This pair of Mitsubishi Mirages survived four rounds of gymkhana action in the hands of around 70 competitors—no small feat, this.

    AFTER being hailed as the 2012-2013 Car of the Year Philippines, Mitsubishi Motors Phils. Corp.’s (MMPC) smallest yet still functional model, the Mirage, provided a dose of fun through a series of driving events.

    On June 29, July 20, August 3 and August 17, MMPC staged the Mitsubishi Mirage Gymkhana Series—held at different mall parking lot venues—to showcase how such a minute car like the Mirage perform in tight courses.

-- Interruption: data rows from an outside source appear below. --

PR #42, opened 2026-02-23
feat(gateway): add input validation to LandController

djuloori2794:
## What?
Validate required fields before processing land requests:
- Queue name must not be empty
- Change source must not be empty
- At least one change ID must be provided

## Why?
 The LandController.Land() method currently accepts requests without validating required fields.  
 Failures occur deep in the processing pipeline instead of at the entry point with clear messages

## Test Plan                                                                                                                                                                                                       
  - [x] Added `TestLand_ReturnsErrorOnEmptyQueue`                                                                                                                                                                     
  - [x] Added `TestLand_ReturnsErrorOnEmptyChangeSource`                                                                                                                                                              
  - [x] Added `TestLand_ReturnsErrorOnNilChange`
  - [x] Added `TestLand_ReturnsErrorOnEmptyChangeIDs`                                                                                                                                                                 
  - [x] All existing tests pass

## Issue
N/A

### DIFF
--- a/gateway/controller/land.go
+++ b/gateway/controller/land.go
@@ -2,6 +2,7 @@ package controller
 
 import (
 	"context"
+	"errors"
 	"fmt"
 	"time"
 
@@ -12,6 +13,15 @@ import (
 	pb "github.com/uber/submitqueue/gateway/protopb"
 	"go.uber.org/zap"
 )
+
+// ErrInvalidRequest is returned when the request fails validation.
+// This error should be mapped to codes.InvalidArgument at the gRPC layer.
+var ErrInvalidRequest = errors.New("invalid request")
+
+// IsInvalidRequest returns true if any error in the error chain is ErrInvalidRequest.
+func IsInvalidRequest(err error) bool {
+	return errors.Is(err, ErrInvalidRequest)
+}
 
 // LandController handles land business logic for the gateway
 type LandController struct {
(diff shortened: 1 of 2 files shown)


gateway/controller/land.go
```diff
@@ -40,6 +40,17 @@ func (c *LandController) Land(ctx context.Context, req *pb.LandRequest) (*pb.Lan
 
 	c.metricsScope.Counter("land_request_count").Inc(1)
 
+	// Validate required fields.
+	if req.Queue == "" {
+		return nil, fmt.Errorf("queue name is required")
```
sbalabanov: may I suggest some specific wording to help better identify where the error came from
i.e. LandController requires the request to have a queue name specified

gateway/controller/land_test.go
```diff
@@ -184,3 +184,91 @@ func TestLand_CounterDomainIncludesQueue(t *testing.T) {
...
+	ctx := context.Background()
+
+	req := &pb.LandRequest{
+		Queue:  "test-queue",
+		Change: &pb.Change{Source: "github", Ids: []string{}},
+	}
+	_, err := controller.Land(ctx, req)
+
+	require.Error(t, err)
+	assert.Contains(t, err.Error(), "at least one change ID is required")
```
sbalabanov: Plz do not assert on eroor message
CLAUDE.md has a specific instruction on this one

gateway/controller/land.go
sbalabanov: You also likely want a specific error type to signal back to the server that the error is user error, so it could emit an appropriate GRPC code and metadata

sbalabanov (changes requested):

sbalabanov (approved):

PR #44, opened 2026-02-23
feat(entities) Adds change provider entity and mysql backed store for it

manjari25:
## Summary
feat(entities) Adds change provider entity and mysql backed store for it

## Why?

This sets up change provider entity and its corresponding sql store. This will be used by various workflows in the orchestrator to get information about changes going through the system.

## What?
* Add a `ChangeProvider` entity
* Add a `ChangeProviderStore` - the mysql store that backs this entity

## Stack
1. @ #44
1. #46
1. #47
1. #48
1. #49


entity/change_provider.go
```diff
@@ -0,0 +1,19 @@
+package entity
+
+type ChangeProvider struct {
```
sbalabanov, line 5: plz comment the struct itself

entity/change_provider.go
```diff
@@ -0,0 +1,19 @@
...
+	// ID is the globally unique identifier for the land request. Format: "<queue>/<counter_value>".
+	ID string
+	// Queue is the name of the queue processing the land request.
+	// This is defined in the configuration and should be unique within the system.
+	Queue string
```
sbalabanov: probably not needed here

entity/change_provider.go
```diff
@@ -0,0 +1,19 @@
...
+	// ChangeProviderSrc defines the source of the change. For e.g. - Github, Gitlab etc.
+	ChangeProviderSrc string
+	// ChangeProviderID is the identifier specified by the change provider source. For e.g. - Github PR ID etc.
+	ChangeProviderID string
+	// Metadata is the interesting data from the change provider that we want to store.
+	// This is a freeform JSON object.
+	Metadata map[string]any
```
sbalabanov: may be [string]string to avoid ambiguity at the storage level and conversion errors?

entity/change_provider.go
```diff
@@ -0,0 +1,19 @@
...
+	// Version is the version of the object. It is used for optimistic locking.
+	// Versioning starts at 1 and is incremented for each change to the object.
+	Version int32
```
sbalabanov: ok to keep for now, not sure if we expect changes to this? I thought it should be fully immutable, unless we want to update data from the PRs periodically...

extension/storage/mysql/schema/change_provider.sql
```diff
@@ -0,0 +1,9 @@
+CREATE TABLE IF NOT EXISTS change_provider (
+    id VARCHAR(255) NOT NULL,
+    queue VARCHAR(255) NOT NULL,
```
sbalabanov: queue is likely not needed, we have request id incorporating it

extension/storage/mysql/change_provider_store.go
```diff
@@ -0,0 +1,76 @@
...
+
+	if err := json.Unmarshal(metadataJSON, &cp.Metadata); err != nil {
+		return entity.ChangeProvider{}, fmt.Errorf("failed to unmarshal metadata for change provider entity id=%s from the database: %w", id, err)
+	}
+
+	return cp, nil
+}
+
+// Create creates a new change provider from a request. Returns ErrAlreadyExists if the entry already exists.
+func (s *changeProviderStore) Create(ctx context.Context, request entity.Request) error {
```
sbalabanov: I suggest to make ChangeProvider entity created by the app layer, and db layer is only to store or retrieve

extension/storage/change_provider_store.go
```diff
@@ -0,0 +1,20 @@
...
+)
+
+// ChangeProviderStore is an interface that defines methods for managing change provider information in the database.
+type ChangeProviderStore interface {
+	// Get retrieves information about a change by ID. Returns ErrNotFound if the change provider is
+	// not found.
+	Get(ctx context.Context, id string) (entity.ChangeProvider, error)
+
+	// Create creates a new change provider.
+	Create(ctx context.Context, request entity.Request) error
```
sbalabanov: ditto on above, storage layer store should in general not be aware of any entity other than the one it materializes.

sbalabanov (changes requested):

entity/change_provider.go
manjari25: Done

entity/change_provider.go
manjari25: Removed

entity/change_provider.go
manjari25: Updated

entity/change_provider.go
manjari25: I removed this - version is not needed for this entity.

extension/storage/mysql/schema/change_provider.sql
manjari25: Removed

extension/storage/mysql/change_provider_store.go
manjari25: I have changed this signature already.

extension/storage/change_provider_store.go
manjari25: I have changed this signature already.

extension/storage/mysql/change_provider_store.go
```diff
@@ -0,0 +1,69 @@
...
+type changeProviderStore struct {
+	db *sql.DB
+}
+
+// NewChangeProviderStore creates a new MySQL-backed ChangeProviderStore.
+func NewChangeProviderStore(db *sql.DB) storage.ChangeProviderStore {
+	return &changeProviderStore{db: db}
+}
+
+// Get retrieves a change provider by ID. Returns ErrNotFound if the change provider is not found.
```
sbalabanov: I guess it needs to retrieve all of the changes associated with the request? Also in the order specified in the request.

sbalabanov: So it has to be an array or a separate entity

sbalabanov (changes requested):

extension/storage/mysql/schema/change_provider.sql
```diff
@@ -0,0 +1,7 @@
+CREATE TABLE IF NOT EXISTS change_provider (
+    id VARCHAR(255) NOT NULL,
```
behinddwalls: maybe we call it request_id

manjari25: Done

extension/storage/mysql/change_provider_store.go
manjari25: Done

extension/storage/mysql/change_provider_store.go
```diff
@@ -0,0 +1,82 @@
...
+type changeProviderStore struct {
+	db *sql.DB
+}
+
+// NewChangeProviderStore creates a new MySQL-backed ChangeProviderStore.
+func NewChangeProviderStore(db *sql.DB) storage.ChangeProviderStore {
+	return &changeProviderStore{db: db}
+}
+
+// Get retrieves change provider(s) by request ID. Returns ErrNotFound if the change provider is not found.
```
behinddwalls, line 25: can we add a comment saying the returned order may not be same as submitted so application must handle if ordering is needed

manjari25: Updated

behinddwalls (approved):

extension/storage/mysql/change_provider_store.go
```diff
@@ -0,0 +1,88 @@
...
+//
+// Note: The order of ChangeProvider entities returned here is not guaranteed
+// to be the same as the request to which it belongs. The caller is repsonsible
+// for inspecting and mapping the result of this function to the
+// order of changes within the original request.
+//
```
behinddwalls, line 31: nit: empty line

extension/storage/mysql/schema/change_provider.sql
sbalabanov: sqid :)
also in the `Requests` table :)

sbalabanov:
It seems that the comment about retrieveing an array of changes (or at least change ids) was not addressed?
Each request may specify more than one changeid, like in a case of stacked diffs.

PR #46, opened 2026-02-23
feat(entities) Adds batch entity and batch sql schema

manjari25:
## Summary
feat(entities) Adds batch entity and batch sql schema

## Why?

This sets up batch entity and its corresponding sql schema. This establishes the core concept of a batch that will be used through the system.

## What?
* Add a `Batch` entity
* Add `batch` mysql schema
* Note: `BatchStore` in upcoming PR

## Stack
1. #44
1. @ #46
1. #47
1. #48
1. #49

### DIFF
--- a/entity/batch.go
+++ b/entity/batch.go
@@ -1,5 +1,14 @@
 package entity
 
+// BatchState defines the possible states of a batch.
+type BatchState string
+
+const (
+	// BatchStateUnknown is the unreachable state. It is set by default when the structure is initialized. It should never be seen in the system.
+	BatchStateUnknown BatchState = ""
+	// TODO: Add comprehensive list of known batch states.
+)
+
 // Batch represents a group of requests to land (merge into target branch of the source control repository).
 type Batch struct {
 	// ID is the globally unique identifier for the batch. Format: "<queue>/batch/<counter_value>".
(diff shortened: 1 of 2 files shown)


entity/batch.go
```diff
@@ -0,0 +1,21 @@
...
+type Batch struct {
+	// ID is the globally unique identifier for the batch. Format: "<queue>/batch/<counter_value>".
+	ID string
+	// Queue is the name of the queue processing the land request. Queue name is defined in the configuration and should be unique within the system.
+	Queue string
+	// Contains is a list of land request IDs that are part of this batch.
+	// Request IDs will always be part of the same queue.
+	// For e.g. - [queueA/1, queueA/2, queueA/3].
+	Contains []string
+	// Dependencies is a list of batch IDs (and associated metdata) for this batch.
```
sbalabanov: typo

entity/batch.go
```diff
@@ -0,0 +1,21 @@
...
+	// Dependencies will always be part of the same queue.
+	Dependencies []map[string]interface{}
```
sbalabanov, line 35: may be need a more thorough explanation what deps are

entity/batch.go
```diff
@@ -0,0 +1,21 @@
...
+	// The state of the batch lifecycle this batch is in.
+	State string
```
sbalabanov: prefer to type it explicitly off string type

extension/storage/mysql/schema/batch.sql
```diff
@@ -0,0 +1,9 @@
+CREATE TABLE IF NOT EXISTS batch (
+    id VARCHAR(255) NOT NULL,
+    queue VARCHAR(255) NOT NULL,
+    contains JSON NOT NULL,
+    dependencies JSON NOT NULL,
+    state VARCHAR(255) NOT NUll,
+    version INT NOT NULL,
+    PRIMARY KEY (id,queue)
```
sbalabanov: id is enough

sbalabanov (changes requested):

entity/batch.go
manjari25: Updated

extension/storage/mysql/schema/batch.sql
manjari25: Updated

entity/batch.go
manjari25: Updated

entity/batch.go
manjari25: Updated

behinddwalls (approved):

PR #48, opened 2026-02-24
feat(entities) Adds build entity and sql schema

manjari25:
## Summary
feat(entities) Adds build entity and sql schema

## Why?

This sets up build entity and its corresponding sql schema. This establishes a concrete entity for builds that will be used across the system.

## What?
* Add a `Build` entity
* Add `build` mysql schema
* Note: `BuildStore` in upcoming PR


sbalabanov (changes requested):
Seems like a lot of irrelevant commits got merged here accidently?
I'll let you fix this (or let know which specific commit(s) to review) before reviewing.

behinddwalls (approved):

entity/build.go
```diff
@@ -0,0 +1,36 @@
...
+	// BuildStateUnknown is the unreachable state. It is set by default when the structure is initialized. It should never be seen in the system.
+	BuildStateUnknown BuildStatus = ""
+	// TODO: Add comprehensive list of known build states.
+)
+
+// SpeculationPathInfo represents the base and head commits of a speculation path used in a build.
+type SpeculationPathInfo struct {
+	// Base is a list of batchIDs(in order) that form the base of this speculation path.
+	Base []string
+	// Head represents the head commit of this speculation path.
```
sbalabanov: Why do we need a head commit?
Build likely needs to
1. Apply all changes from all batches in order of speculation
2. Build/test targets changed targets in **all** of the commits from **all** of the requests from the **last** batch

entity/build.go
```diff
@@ -0,0 +1,36 @@
...
+	Head string
+}
+
+// Build represents a build scheduled for a batch along a specific speculation path.
+// All fields except the Status are immutable after creation.
+type Build struct {
+	// ID represents the build ID. It is the responsibility of the caller to ensure
```
sbalabanov: Isn't BuildID generated by the build system (i.e. Buildkite)?

sbalabanov (changes requested):

entity/build.go
manjari25: Yes - it is. What is the concern here?

entity/build.go
manjari25: Yes - this is correct. I added it so this is modeled explicitly. I don't have a strong opinion. Can remove this if needed.

sbalabanov: Let's only do what is absolutely needed. Probably a list of BatchIDs is enough?

entity/build.go
sbalabanov: It says "the responsibility of the caller", in which case the caller is SubmitQueue.
So it is a responsibility of a build management system.

sbalabanov (approved):
Accepting with comments

entity/build.go
manjari25: Updated

entity/build.go
manjari25: Removed the head field.

PR #49, opened 2026-02-24
feat(entities) Adds speculation tree entity and sql schema

manjari25:
## Summary
feat(entities) Adds speculation tree entity and sql schema

## Why?

This sets up a speculation tree entity and its corresponding sql schema. This establishes a concrete entity for speculation tree that will be used across the system.

## What?
* Add a `SpeculationTree` entity
* Add `speculation_tree` mysql schema
* Note: `SpeculationTreeStore` in upcoming PR

### DIFF
--- a/entity/speculation_tree.go
+++ b/entity/speculation_tree.go
@@ -8,5 +8,15 @@ type SpeculationTree struct {
 	Queue string
 	// Speculations is a list of speculation paths for this batch based on a graph of its
 	// dependents.
+	//
+	// For e.g - Consider batches - queueA/batch/1, queueA/batch/2, queueA/batch/3
+	// such that - queueA/batch/2 and queueA/batch/3 depend on queueA/batch/1
+	//
+	// Speculations for queueA/batch/1 - [{"path": "queueA/batch/1", "state": "scheduled", "score": 0.1}]
+	// Speculations for queueA/batch/2 - [{"path": "queueA/batch/2", "state": "scheduled", "score": 0.9}, {"path": "queueA/batch/1//queueA/batch/2", "state": "scheduled", "score": 0.3}]
+	// Speculations for queueA/batch/3 - [{"path": "queueA/batch/3", "state": "scheduled", "score": 0.9}, {"path": "queueA/batch/1//queueA/batch/3", "state": "scheduled", "score": 0.3}]
+	//
+	// Note that the key value pairs within the map could have additional information about the speculation path if needed.
+	//
 	Speculations []map[string]string
 }
--- a/entity/speculation_tree.go
+++ b/entity/speculation_tree.go
@@ -1,9 +1,21 @@
 package entity
 
+// SpeculationPathAction defines the possible actions for a speculation path.
+type SpeculationPathAction string
+
+const (
+	// SpeculationPathActionUnknown is the default zero value for SpeculationPathAction.
+	SpeculationPathActionUnknown SpeculationPathAction = ""
+	// TODO: Add comprehensive list of actions
+)
+
 // SpeculationInfo represents metadata about a single speculation path, including the path through the dependency graph, its current state, and the predicted build score.
 type SpeculationInfo struct {
+	// Path represents the speculation path.
 	Path string
-	State string
+	// Action is a state that this path is in.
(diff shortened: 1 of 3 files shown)


entity/speculation_tree.go
```diff
@@ -0,0 +1,12 @@
+package entity
+
+// SpeculationTree represents the set of speculation paths constructed for a batch based on its dependency graph.
+type SpeculationTree struct {
+	// BatchID is the batch for which this speculation tree is constructed.
+	BatchID string
+	// Queue is the name of the queue processing the land request. Queue name is defined in the configuration and should be unique within the system.
+	Queue string
```
sbalabanov: is it needed here? Batch should have this info

entity/speculation_tree.go
```diff
@@ -0,0 +1,12 @@
...
+	// Speculations is a list of speculation paths for this batch based on a graph of its
+	// dependents.
```
sbalabanov, line 27: please elaborate
i.e. what key is, what value is, give an example of speculation path

sbalabanov (changes requested):

entity/speculation_tree.go
```diff
@@ -0,0 +1,12 @@
...
+	Speculations []map[string]string
```
behinddwalls: do we have anything to store for each speculations? like action ? https://github.com/uber/submitqueue/pull/15/changes#diff-8fdcb81f89023611cfaa67a09cf8abaeeff7aec830049829d5b8c22dce086c82

behinddwalls: Also do we need any status as such should we always call batch table?

entity/speculation_tree.go
manjari25: If we want to query by queue name; this maybe useful.

entity/speculation_tree.go
manjari25: Added

entity/speculation_tree.go
manjari25: I added an example - we can have the status in the map as a key value pair. Let me know if this looks ok.

entity/speculation_tree.go
sbalabanov: Do we? I suggest to add it when we have a use case.It has to have a secondary index, or probably better a separate table anyways.

entity/speculation_tree.go
sbalabanov: Let's make it an array of explicit types

sbalabanov (changes requested):

entity/speculation_tree.go
manjari25: Added

entity/speculation_tree.go
manjari25: Ok - I can remove this.

behinddwalls (approved):

entity/speculation_tree.go
```diff
@@ -0,0 +1,37 @@
...
+const (
+	// SpeculationPathActionUnknown is the default zero value for SpeculationPathAction.
+	SpeculationPathActionUnknown SpeculationPathAction = ""
+	// TODO: Add comprehensive list of actions
+)
+
+// SpeculationInfo represents metadata about a single speculation path, including the path through the dependency graph, its current state, and the predicted build score.
+type SpeculationInfo struct {
+	// Path represents the speculation path.
+	Path string
```
sbalabanov: should be an array

entity/speculation_tree.go
```diff
@@ -0,0 +1,37 @@
...
+	// Action is a state that this path is in.
+	Action SpeculationPathAction
+	// Score is score for this speculation path.
```
sbalabanov, line 18: plz enhance

sbalabanov (approved):

entity/speculation_tree.go
manjari25: Updated as discussed offline.

entity/speculation_tree.go
manjari25: Will update the description in a different PR. Need to resolve this to land the change.

PR #50, opened 2026-02-24
feat(queueconfig): adding entity and basic interface for queue config

kevinlnew:
## Summary
feat(queueconfig): adding entity and basic interface for queue config

why not create an implementation of the extension?
- This is open to users to implement or have in-house solutions; generally, uberfx services can plug-and-play `configfx` with minimal extra configs to provide the struct, so the same idea holds for others. 
  - I'm open to creating a basic yaml reader if necessary.

Why?
Services require stored configuration for queue config data, readable by queue name (which is passed by request). 

What?
- Added a basic config entity for queue config
- Added a basic interface for getting a queueconfig by name.

## Test Plan
Basic unit testing for constructor for queue config entity.


entity/queueconfig/queueconfig.go
```diff
@@ -0,0 +1,68 @@
...
+
+// Destination identifies the landing target in a version control system.
+// The interpretation of Ref is VCS-specific and resolved by the change provider:
+//   - Git: branch name (e.g., "main", "release/v2")
+//   - Perforce: stream or depot path (e.g., "//depot/main/...")
+//   - SVN: repository path (e.g., "trunk/")
+//   - Mercurial: bookmark name (e.g., "main")
+//
+// Immutable after creation.
+type Destination struct {
```
sbalabanov: Here and up: why need to wrap a single field into a structure?

entity/queueconfig/queueconfig.go
```diff
@@ -0,0 +1,68 @@
...
+	// Ref is the version-control-specific reference for the landing target.
+	// Opaque to the system; meaningful only to the change provider.
+	Ref string
+}
+
+// QueueConfig holds the configuration for a single submit queue.
+// Each queue maps a repository + destination to a processing pipeline.
+// A repository can have multiple queues, but each queue has exactly one destination.
+// Immutable after creation.
+type QueueConfig struct {
```
sbalabanov: If it is a single entity, put it higher into "entity" package

entity/queueconfig/queueconfig_test.go
```diff
@@ -0,0 +1,72 @@
...
+
+	cfg := NewQueueConfig("uber/submitqueue/main", repo, dest, "github")
+
+	assert.Equal(t, "uber/submitqueue/main", cfg.Name)
+	assert.Equal(t, "uber/submitqueue", cfg.Repository.ID)
+	assert.Equal(t, "main", cfg.Destination.Ref)
+	assert.Equal(t, "github", cfg.ChangeProviderName)
+}
+
+func TestNewQueueConfig_DifferentPlatforms(t *testing.T) {
```
sbalabanov: not sure if I see value in this test on top what `TestNewQueueConfig` already provides

entity/queueconfig/queueconfig_test.go
```diff
@@ -0,0 +1,72 @@
...
+			cfg := NewQueueConfig(tt.name, tt.repo, tt.destination, tt.provider)
+
+			assert.Equal(t, tt.repo, cfg.Repository)
+			assert.Equal(t, tt.destination, cfg.Destination)
+			assert.Equal(t, tt.provider, cfg.ChangeProviderName)
+		})
+	}
+}
+
+func TestQueueConfig_ZeroValue(t *testing.T) {
```
sbalabanov: there is no functionality that depends on the object to be empty, so test is not very helpful

sbalabanov (changes requested):

entity/queueconfig/queueconfig.go
kevinlnew: My intention was to leave these sub-structs to be more extensible in case there were other config metadata that we want to capture later. Not opposed to just keeping it as simple as possible for now though.

entity/queueconfig/queueconfig.go
```diff
@@ -0,0 +1,67 @@
...
+//   - GitHub/GitLab: "owner/repo" (e.g., "uber/submitqueue")
+//   - Perforce: depot path (e.g., "//depot/project")
+//   - SVN: repository URL (e.g., "https://svn.example.com/repos/project")
+//
+// Immutable after creation.
+type Repository struct {
+	// ID is the platform-specific identifier for the repository.
+	// Opaque to the system; meaningful only to the change provider.
+	ID string
+}
```
behinddwalls: should this be full remote URI? `git@github.com:uber/submitqueue`

entity/queueconfig/queueconfig.go
```diff
@@ -0,0 +1,67 @@
...
+//   - Perforce: stream or depot path (e.g., "//depot/main/...")
+//   - SVN: repository path (e.g., "trunk/")
+//   - Mercurial: bookmark name (e.g., "main")
+//
+// Immutable after creation.
+type Destination struct {
+	// Ref is the version-control-specific reference for the landing target.
+	// Opaque to the system; meaningful only to the change provider.
+	Ref string
+}
```
behinddwalls: can this also be a URI, `git@github.com:uber/submitqueue@main`

entity/queueconfig/queueconfig.go
```diff
@@ -0,0 +1,67 @@
...
+
+// Config holds the configuration for a single submit queue.
+// Each queue maps a repository + destination to a processing pipeline.
+// A repository can have multiple queues, but each queue has exactly one destination.
+// Immutable after creation.
+type Config struct {
```
behinddwalls: should we call it QueueConfig? though it overloaded with MessagingQueue?

entity/queueconfig/queueconfig.go
```diff
@@ -0,0 +1,67 @@
...
+	// Destination is the landing target where changes are merged.
+	Destination Destination
+
+	// ChangeProviderName identifies which change provider to use (e.g., "github", "gerrit").
+	// Resolved to a ChangeProvider instance at wiring time.
+	ChangeProviderName string
+
+	// ChangeProvider is the change provider to use for this queue.
+	// TODO:
+	// ChangeProvider ChangeProvider to be defined in the changeprovider extension package
```
behinddwalls: how is change proider going to be different? i am assuming we want to know which impl of change-provider to use for this queue i guess? can a queue support multiple change providers like github and phab as we have today for go-code etc

extension/queueconfig/queueconfig.go
```diff
@@ -0,0 +1,22 @@
...
+
+	"github.com/uber/submitqueue/entity/queueconfig"
+)
+
+// ErrNotFound is returned when the requested queue configuration does not exist.
+var ErrNotFound = errors.New("queue config not found")
+
+// Store loads and provides queue configurations.
+// Implementations may read from YAML files, databases, remote services, etc.
+type Store interface {
```
behinddwalls, line 15: should we add Create as well?

behinddwalls (changes requested):

extension/queueconfig/queueconfig.go
kevinlnew: Do we need one? My understanding is that users should have their queue configs explicitly and not be modifiable in runtime

entity/queueconfig/queueconfig_test.go
kevinlnew: removed

entity/queueconfig/queueconfig_test.go
kevinlnew: removed

entity/queueconfig/queueconfig.go
kevinlnew: moved into top-level entity package

entity/queueconfig/queueconfig.go
kevinlnew: I'm not sure about this, this seems like the responsibility of the change provider to know. Or should it be in the top level queue config?

entity/queueconfig/queueconfig.go
kevinlnew: I have the same question as above, does it make most sense to have queue config responsible for this, or change provider?

entity/queueconfig/queueconfig.go
kevinlnew: Yep, moved to entity top-level and changed to `QueueConfig`

entity/queueconfig/queueconfig.go
kevinlnew: I changed this to just use: 
```
ChangeProviders []string 
```
so we can have a list of something like
```
changeProviders:
    - github
    - phabricator
```

Might need new sub-configs to hook it up later but it should be able to support multiple if necessary

entity/queueconfig/queueconfig.go
kevinlnew: Changed `Destination` and `Repository` to just strings fields for now, can make them more complicated if necessary

entity/queue_config.go
```diff
@@ -0,0 +1,44 @@
...
+	// VCSType identifies the version control system (e.g., "git", "svn", "perforce").
+	// A queue operates on exactly one VCS.
+	VCSType string
+
+	// VCSRepo identifies the repository in the version control system.
+	// The format is VCS-specific:
+	//   - Git: remote URL (e.g., "git@github.com:uber/submitqueue.git")
+	//   - Perforce: depot path (e.g., "//depot/project")
+	//   - SVN: repository URL (e.g., "https://svn.example.com/repos/project")
+	VCSRepo string
```
behinddwalls: should we call it VCSURI?

kevinlnew: Named to `VCSAddress`

extension/queueconfig/queueconfig.go
kevinlnew: Added Create

extension/queueconfig/queueconfig.go
```diff
@@ -0,0 +1,29 @@
...
+
+// ErrAlreadyExists is returned when a queue configuration with the same name already exists.
+var ErrAlreadyExists = errors.New("queue config already exists")
+
+// Store loads and provides queue configurations.
+// Implementations may read from YAML files, databases, remote services, etc.
+type Store interface {
+	// Create adds a new queue configuration.
+	// Returns ErrAlreadyExists if a configuration with the same name already exists.
+	Create(ctx context.Context, config entity.QueueConfig) error
```
sbalabanov: should be external to the system

sbalabanov (approved):

behinddwalls (approved):

PR #52, opened 2026-02-24
(entities) Adds change provider entity and mysql backed store for it

manjari25:
## Summary
(entities) Adds change provider entity and mysql backed store for it

## Stack
1. @ #52
1. #48


manjari25 (commented):
These changes have already landed on main. Not sure why this PR is getting re-opened. https://github.com/uber/submitqueue/commit/3c25a2f018b8396ba943883bae9345232060fcda

PR #53, opened 2026-02-24
feat(entities) Adds batch entity and batch sql schema

manjari25:
## Summary
feat(entities) Adds batch entity and batch sql schema

## Why?

This sets up batch entity and its corresponding sql schema. This establishes the core concept of a batch that will be used through the system.

## What?
* Add a `Batch` entity
* Add `batch` mysql schema
* Note: `BatchStore` in upcoming PR


manjari25:
Same PR as https://github.com/uber/submitqueue/pull/46 since there is some weird behavior in the stack set up.

behinddwalls (approved):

According to MMPC’s advertising and PR personnel Rosemary Cruz, the invitational precision-driving competition was participated in by teams coming from Mitsubishi’s fleet-account customers, car clubs loyal to the brand, and members of the motoring media.

    The Mirage GLS M/T used in the gymkhana was modified with a K&N air intake, Hot Pipes headers and Nitto tires.

    Learning the ropes

    For a beginner competitor like myself, the gymkhana proved as a way to meet colleagues in the industry, as well as serve as a training ground for fellow newbies on the art of precision driving. The event also made me realize that although the car must be well-equipped, its driver should also have ample skills in order to win in a competition where speed is not much of a factor, but rather how accurate one is.

    During the first leg, I made a very costly mistake on my first run. And the lesson I learned was that even if you have been driving for quite some time, you could never be that prepared and be lax about it. I actually thought I was ready, but after my run through the tight course I was given the maximum time allowed as a penalty for taking the wrong turn (so much for that “mustered confidence”).

    Having missed the second and third legs of the event, I was raring to take to the track again. And this time, I got better results—enough for me to regain the pride I lost in the first leg and wiser that I could never be too confident.

    The Times’ team did not finish on the podium, but the knowledge I gained in the competition—plus the bonding time the event had allowed for—gave me an idea of what I need to win in similar events.


    In the media division, the top three finishers were teams Autoindustriya, STV and Top Gear while the fleet and club divisions were led by teams from Club Mitsu (A), MyMitsu and Club Mitsu (B).

    The overall series champion received P100,000, a trophy and gift packs from Pilipinas Shell Corp., AVT, Nitto Tires and Concept One, SpeedLab and 3M Phils. The first runner-up and second runner-up took P50,000 and P25,000, plus gift packs.